PR #229, opened 2025-05-29
feat: debug command to check release archives

letFunny:

-----
This commit introduces the `chisel debug check-release-archives` command
that verifies that Chisel assumptions avoid the archives hold. For
example, Chisel assumes that parent directories bundled in several
packages in the archive are consistent with one another (i.e. have the
same mode). If the is not the case, we need to flag the issue and
possibly handle it in the slice definitions files.

----
This PR does not actually check whether the conflicts are handled in the SDF, that will happen in a later PR. The scope is:
* This PR: report all the issues found in the release's archives.
* Next PR: do not report issues which are handled in the SDFs.
* Independent PR: emit a warning on a best-effort basis when we detect the issue at runtime in Chisel.

### DIFF
--- a/cmd/chisel/cmd_debug_check_release_archives.go
+++ b/cmd/chisel/cmd_debug_check_release_archives.go
@@ -173,29 +173,18 @@ func computePathObservations(release *setup.Release, archives map[string]archive
 				// symlinks don't.
 				path = strings.TrimSuffix(path, "/")
 
-				observations := pathObs[path]
-				found := false
 				// We look for a previous observation that extracts the same
 				// content in terms of mode, link, etc. and we add the package
 				// to it. If there is none, we create a new one.
-				for i, observation := range observations {
-					if observation.Archive != archiveName {
-						continue
-					}
-
-					// Note: the order here is important, if we checked the
-					// mode first, two symlinks will always pass the test even
-					// if their target is different.
-					if tarHeader.Linkname != observation.Link ||
-						tarHeader.Mode != int64(observation.Mode) {
-						continue
-					}
-
-					observation.Packages = append(observation.Packages, pkgName)
-					observations[i] = observation
-					found = true
-				}
-				if !found {
+				observations := pathObs[path]
+				index := slices.IndexFunc(observations, func(o pathObservation) bool {
+					return o.Archive == archiveName &&
+						tarHeader.Linkname == o.Link &&
+						tarHeader.Mode == int64(o.Mode)
+				})
+				if index != -1 {
+					observations[index].Packages = append(observations[index].Packages, pkgName)
+				} else {
 					kind := "symlink"
 					if tarHeader.FileInfo().IsDir() {
 						kind = "dir"


cmd/chisel/cmd_debug_check_release_archives.go
```diff
@@ -0,0 +1,214 @@
...
+			Version:    archiveInfo.Version,
+			Arch:       cmd.Arch,
+			Suites:     archiveInfo.Suites,
+			Components: archiveInfo.Components,
+			Pro:        archiveInfo.Pro,
+			CacheDir:   cache.DefaultDir("chisel"),
+			PubKeys:    archiveInfo.PubKeys,
+		})
+		if err != nil {
+			if err == archive.ErrCredentialsNotFound {
```
niemeyer: Please move this one out of the nesting:
```
if err == foo {
    ...
} else if err != nil {
    ...
}
```

cmd/chisel/cmd_debug_check_release_archives.go
```diff
@@ -0,0 +1,214 @@
...
+}
+
+type cmdDebugCheckReleaseArchives struct {
+	Release string `long:"release" value-name:"<branch|dir>"`
+	Arch    string `long:"arch" value-name:"<arch>"`
+}
+
+var archiveOpen = archive.Open
+
+func (cmd *cmdDebugCheckReleaseArchives) Execute(args []string) error {
```
niemeyer, line 59: This function is too long and doing too much.  Some better organization and separation of concerns is needed.

cmd/chisel/cmd_debug_check_release_archives.go
```diff
@@ -0,0 +1,214 @@
...
+							found = true
+							break
+						}
+					} else {
+						if tarHeader.Mode == int64(o.Mode) {
+							o.Pkgs[archiveName] = append(o.Pkgs[archiveName], pkgName)
+							dir[i] = o
+							found = true
+							break
+						}
```
niemeyer: The outcome of the two branches is exactly the same in the two cases. Again, would be nice to be more attentive to code clarity and organization.  What is really happening here is that you are trying to match two entries for equivalence, and then doing a single action if it's confirmed. The code doesn't look like this.

cmd/chisel/cmd_debug_check_release_archives.go
```diff
@@ -0,0 +1,214 @@
...
+
+				path, ok := sanitizeTarPath(tarHeader.Name)
+				if !ok {
+					continue
+				}
+				// Make paths uniform: while directories always end in '/',
+				// symlinks don't.
+				path = strings.TrimSuffix(path, "/")
+
+				dir := directories[path]
```
niemeyer: How do we know `path` is a directory?

How come a list of ownerships is a `dir`?

I seem to be missing some basics about what the algorithm is supposedly doing, and the naming conventions are not helping.

cmd/chisel/cmd_debug_check_release_archives.go
```diff
@@ -0,0 +1,214 @@
...
+				found := false
+				// We look for a previous group that has the same entry in
+				// terms of mode, link, etc. and we add the package to the
+				// group. If there is none, we create a new one.
+				for i, o := range dir {
```
niemeyer: Again, quite obscure naming conventions.

cmd/chisel/cmd_debug_check_release_archives.go
```diff
@@ -0,0 +1,214 @@
...
+					if tarHeader.Linkname != "" || o.Link != "" {
+						if tarHeader.Linkname == o.Link {
+							o.Pkgs[archiveName] = append(o.Pkgs[archiveName], pkgName)
+							dir[i] = o
```
niemeyer: This doesn't seem to be doing anything.

cmd/chisel/cmd_debug_check_release_archives.go
```diff
@@ -0,0 +1,214 @@
...
+			if err == archive.ErrCredentialsNotFound {
+				logf("Archive %q ignored: credentials not found\n", archiveName)
+				continue
+			}
+			return err
+		}
+		archives[archiveName] = openArchive
+	}
+
+	type ownership struct {
```
niemeyer: There's nothing about ownership here.

cmd/chisel/cmd_debug_check_release_archives.go
```diff
@@ -0,0 +1,214 @@
...
+						Pkgs: map[string][]string{archiveName: []string{pkgName}},
+					})
+					directories[path] = dir
+				}
+			}
+		}
+	}
+
+	var issues []any
+	type parentDirectoryConflict struct {
```
niemeyer: Where does the "parent" bit come from?  Or the directory bit? The logic above seems to handle every path found in the tarball with no checks.

cmd/chisel/cmd_debug_check_release_archives.go
```diff
@@ -0,0 +1,214 @@
...
+		Issue   string      `yaml:"issue"`
+		Path    string      `yaml:"path"`
+		Entries []ownership `yaml:"entries"`
```
niemeyer: The ownership type feels quite poor as a public way to display that information, as the sample data in the tests demonstrate.  I would design the desired output first, before any code is written.

cmd/chisel/cmd_debug_check_release_archives.go
```diff
@@ -0,0 +1,214 @@
...
+			return err
+		}
+		archives[archiveName] = openArchive
+	}
+
+	type ownership struct {
+		Mode yamlMode `yaml:"mode"`
+		Link string   `yaml:"link"`
+		// Pkgs is a correspondence from archive name to package names.
+		Pkgs map[string][]string `yaml:"packages,flow"`
```
niemeyer: This also needs proper naming and typing.

cmd/chisel/cmd_debug_check_release_archives.go
```diff
@@ -0,0 +1,214 @@
...
+						}
+					}
+				}
+				if !found {
+					dir = append(dir, ownership{
+						Mode: yamlMode(tarHeader.Mode),
+						Link: tarHeader.Linkname,
+						Pkgs: map[string][]string{archiveName: []string{pkgName}},
+					})
+					directories[path] = dir
```
niemeyer: So every single path in Ubuntu will be a key in a map, that has a value, a structure, that has a map, with a key that is an archive name, and as a value a list, where the typically single entry is a package name. So a map, with a key/value entry, pointing to a list, with a map, with a key/value, pointing to a list. Gut feeling isn't great.

niemeyer (changes requested):
This seems quite rushed, Alberto.

cmd/chisel/cmd_debug_check_release_archives.go
letFunny: Done in https://github.com/canonical/chisel/pull/229/commits/629dea070b321d05a40f9b91dfef2e80e9018d43.

cmd/chisel/cmd_debug_check_release_archives.go
letFunny: I thought it was clearer this way, let me try to rewrite it in a way that there are not a lot of nested conditionals, maybe extracting some variables.

letFunny: EDIT: Changed in the latest version of the code, let me know what you think.

cmd/chisel/cmd_debug_check_release_archives.go
letFunny: There is but maybe the notion is not the correct one. What I wanted to model is that each directory that is extracted has to be owned by a single package (unless explicitly declared which is outside the scope of the PR). Some other ideas come to find with similar semantic meaning like `extractedFrom` which goes from path to the package that _might_ extract it. I will change the code to use it instead to see if it is more clear.

The only difference is that for each path we want to split it in groups to see if the content is the same or not which is why we need to record Link and Mode.

cmd/chisel/cmd_debug_check_release_archives.go
letFunny: My reasoning was that it is better to have something simple than performant considering this takes a couple of seconds at most and it is a debug command and not something that will be ran usually. With that said, you have a point, it is not only about performance but about the complexity of how the data is represented. I will try to come up with something simpler in both senses, hopefully I don't have to sacrifice readability.

cmd/chisel/cmd_debug_check_release_archives.go
letFunny: You are right, it comes from the empirical checks but it is better to check that we are in fact correct. The only caveat is that we never know if symlinks point to a file or to a directory and we have to report them anyway, but it is only a conflict if it is a parent directory if not the regular release.validate() logic takes care of it.

EDIT: We will discuss whether we want to make the same assumptions that extract.go does or increase the scope.

cmd/chisel/cmd_debug_check_release_archives.go
letFunny: Agree, I need to change them to something more coherent.

cmd/chisel/cmd_debug_check_release_archives.go
letFunny: Agree, let's discuss offline and change the spec.

cmd/chisel/cmd_debug_check_release_archives.go
letFunny: I have changed the code to change the nomenclature to `path` and to skip regular files completely. It should flag now only "parent-directory-conflicts" which are the ones we care about. There is a small caveat, when we find a conflict with only symlinks we cannot be sure if it is about parent directories. For us to be sure, we would need to look at the link target in the tarball which makes the code much more complex.

Because we have not seen an example of that in the wild, I propose do not overcomplicate the code and if/when we find an example, we can always remove the false positives.

cmd/chisel/cmd_debug_check_release_archives.go
letFunny: Changed to match the terminology in the example we discussed offline.

cmd/chisel/cmd_debug_check_release_archives.go
letFunny: Changed to make the condition easier to read, this was unnecessarily complex for no good reason seeing the new one is more readable.

cmd/chisel/cmd_debug_check_release_archives.go
letFunny: I have changed the code to match the example we discussed where there is no notion of ownership, instead we try to group `observations`. The only difference is that looking for conflicts is not as simple as noting whether `len(observations) > 1`, we now have to check for inequality.

cmd/chisel/cmd_debug_check_release_archives.go
letFunny: This code no longer exists in the new version.

cmd/chisel/cmd_debug_check_release_archives.go
letFunny: In the latest version the data model is simplified to use arrays instead of maps.

cmd/chisel/cmd_debug_check_release_archives.go
letFunny: I think most of the issue was that the naming and the concepts in the version you reviewed were not clear at all. There were also different non-documented assumptions which made it even more confusing.

Let me know if the code is better now. I am a little bit hesitant to split the function because it does three essential things: set up (e.g. opening archives), process the data by walking over the tarball and reporting the conflicts. I could extract some code but then the abstraction+documentation will probably have the same complexity. Anyway, I am happy to discuss it further.

letFunny: Having said the above, and even though I don't fully like it, I have extracted the main logic to be a separate function and I have kept the set-up and reporting only.

cmd/chisel/cmd_debug_check_release_archives.go
```diff
@@ -0,0 +1,255 @@
...
+			return fmt.Errorf("internal error: cannot marshal issue list: %s", err)
+		}
+		fmt.Fprintf(Stdout, "%s", string(yb))
+		return errors.New("issues found in the release archives")
+	}
+
+	return nil
+}
+
+func checkReleaseArchives(release *setup.Release, archives map[string]archive.Archive) (map[string][]observation, error) {
```
niemeyer: This function sounds like computePathObservations, as it's not really checking anything, and its only job is to return a collection of observed paths.

As it stands with the current name, the function signature is unreadable.

cmd/chisel/cmd_debug_check_release_archives.go
```diff
@@ -0,0 +1,255 @@
...
+}
+
+type cmdDebugCheckReleaseArchives struct {
+	Release string `long:"release" value-name:"<branch|dir>"`
+	Arch    string `long:"arch" value-name:"<arch>"`
+}
+
+var archiveOpen = archive.Open
+
+type observation struct {
```
niemeyer: This is a pathObservation specifically. Besides being more clear and specific, this namespace is cmd/chisel. What's an "observation" in this context?

cmd/chisel/cmd_debug_check_release_archives.go
```diff
@@ -0,0 +1,255 @@
...
+		if err == archive.ErrCredentialsNotFound {
+			logf("Archive %q ignored: credentials not found\n", archiveName)
+			continue
+		} else if err != nil {
+			return err
+		}
+		archives[archiveName] = openArchive
+	}
+
+	pathsObservations, err := checkReleaseArchives(release, archives)
```
niemeyer: s/pathsObs/pathObs/ - for every one path, many possible observations. This makes the variable much easier to read/pronounce/use.

cmd/chisel/cmd_debug_check_release_archives.go
```diff
@@ -0,0 +1,255 @@
...
+		return nil, err
+	}
+	node.Value = fmt.Sprintf("0%o", ym)
+	return node, nil
+}
+
+var _ yaml.Marshaler = yamlMode(0)
+
+func init() {
+	addDebugCommand("check-release-archives", shortCheckReleaseArchivesHelp, longCheckReleaseArchivesHelp, func() flags.Commander { return &cmdDebugCheckReleaseArchives{} }, checkReleaseArchivesDescs, nil)
```
niemeyer: This should not be down here.  Please have a look at the other comments to see what's our current pattern, but probably before Execute and close to the actual definition of the command, which is what it is hooking into the command registry.

cmd/chisel/cmd_debug_check_release_archives.go
```diff
@@ -0,0 +1,255 @@
...
+			})
+		}
+	}
+
+	if len(issues) > 0 {
+		yb, err := yaml.Marshal(issues)
+		if err != nil {
+			return fmt.Errorf("internal error: cannot marshal issue list: %s", err)
+		}
+		fmt.Fprintf(Stdout, "%s", string(yb))
```
niemeyer: We discussed simplicity vs. performance in our previous conversation, and this is a good example of what I was talking about. We don't have to over-optimize such a single use command, but it also feels strange to be doing extra work to make it wasteful, if that makes sense.  This might be done as:
```
_, err := Stdout.Write(yb)
```
and avoid string conversions and calling a formatting function unnecessarily.  But we might easily go even further trivially, I believe:
```
err := yaml.NewEncoder(os.Stdout).Encode(issues)
```
This isn't performance optimization, in the sense that we're not even measuring performance. This is just avoiding extra hops when it's easy to not have them.

cmd/chisel/cmd_debug_check_release_archives.go
```diff
@@ -0,0 +1,255 @@
...
+	var sortedPaths []string
+	for path := range pathsObservations {
+		sortedPaths = append(sortedPaths, path)
+	}
+	slices.Sort(sortedPaths)
+	for _, path := range sortedPaths {
+		observations := pathsObservations[path]
+		hasConflict := false
+		base := observations[0]
+		for _, observation := range observations {
```
niemeyer:
```
... range observations[1:] {
```
No need to compare it with itself.

This is also a self-contained algorithm, so it may be nicely moved to a helper function, so the code reads:
```
if hasPathConflict(observations) {
        ...
}
```

cmd/chisel/cmd_debug_check_release_archives.go
```diff
@@ -0,0 +1,255 @@
...
+
+				// Make paths uniform: while directories always end in '/',
+				// symlinks don't.
+				path = strings.TrimSuffix(path, "/")
+
+				observations := pathsObservations[path]
+				found := false
+				// We look for a previous observation that extracts the same
+				// content in terms of mode, link, etc. and we add the package
+				// to it. If there is none, we create a new one.
```
niemeyer, line 178: Let's compute the observation value ahead of time here, and then delegate the finding to a helper function. Something along the lines of:
```
index, ok := findObservation(observation, observation)
if !ok {
    observations = append(observations, observation)
}
```
This is the same note as earlier in this PR: we have very long functions with no attempt to break down algorithms into nice small abstractions.

cmd/chisel/cmd_debug_check_release_archives.go
```diff
@@ -0,0 +1,255 @@
...
+				for i, observation := range observations {
+					if observation.Archive != archiveName {
+						continue
+					}
+
+					// Note: the order here is important, if we checked the
+					// mode first, two symlinks will always pass the test even
+					// if their target is different.
```
niemeyer: This is an or... how could the order possibly be relevant?  It's not even clear why we're trying to be smart about this instead of having a trivial finding function that simply looks for a match, as suggested above?

niemeyer (changes requested):
Thanks, possibly last review:

cmd/chisel/cmd_debug_check_release_archives.go
letFunny: Completely agree with you. There is no point in doing something in a less performant way just for the sake of doing it, this is a mistake on my side. The conversation was about the "over-optimization" you mentioned.

cmd/chisel/cmd_debug_check_release_archives.go
letFunny: > this namespace is cmd/chisel

This is true. Thanks for the suggestion, changed!

cmd/chisel/cmd_debug_check_release_archives.go
letFunny: The current pattern is to define the help variables, the struct that holds the CLI arguments and then the init function, I will add it there. This way the data for Execute is nicely separated.

cmd/chisel/cmd_debug_check_release_archives.go
letFunny: Okay, I will extract it into a function, that makes sense.

cmd/chisel/cmd_debug_check_release_archives.go
letFunny: I followed your suggestion and then realized using `slices.IndexFunc` will make it concise because the search is encapsulated but without the cost of the extra function and at virtually no extra cost in terms of lines. But please tell me if you think the suggestion is better and I will change it, I have no strong opinion either way.

cmd/chisel/cmd_debug_check_release_archives.go
letFunny: You are right! What I was struggling to express in this PR is the notion of equality, all your comments are symptoms of that. 

And for context, this comment was left over from a previous iteration where the mode was checked separately in a nested conditional.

**ACTION ITEM**
Repeat the lines from the first one in the records through the line containing "This PR does", exactly as written, and nothing else.

**PROBLEM SOLUTION**
PR #229, opened 2025-05-29
feat: debug command to check release archives

letFunny:

-----
This commit introduces the `chisel debug check-release-archives` command
that verifies that Chisel assumptions avoid the archives hold. For
example, Chisel assumes that parent directories bundled in several
packages in the archive are consistent with one another (i.e. have the
same mode). If the is not the case, we need to flag the issue and
possibly handle it in the slice definitions files.

----
This PR does not actually check whether the conflicts are handled in the SDF, that will happen in a later PR. The scope is:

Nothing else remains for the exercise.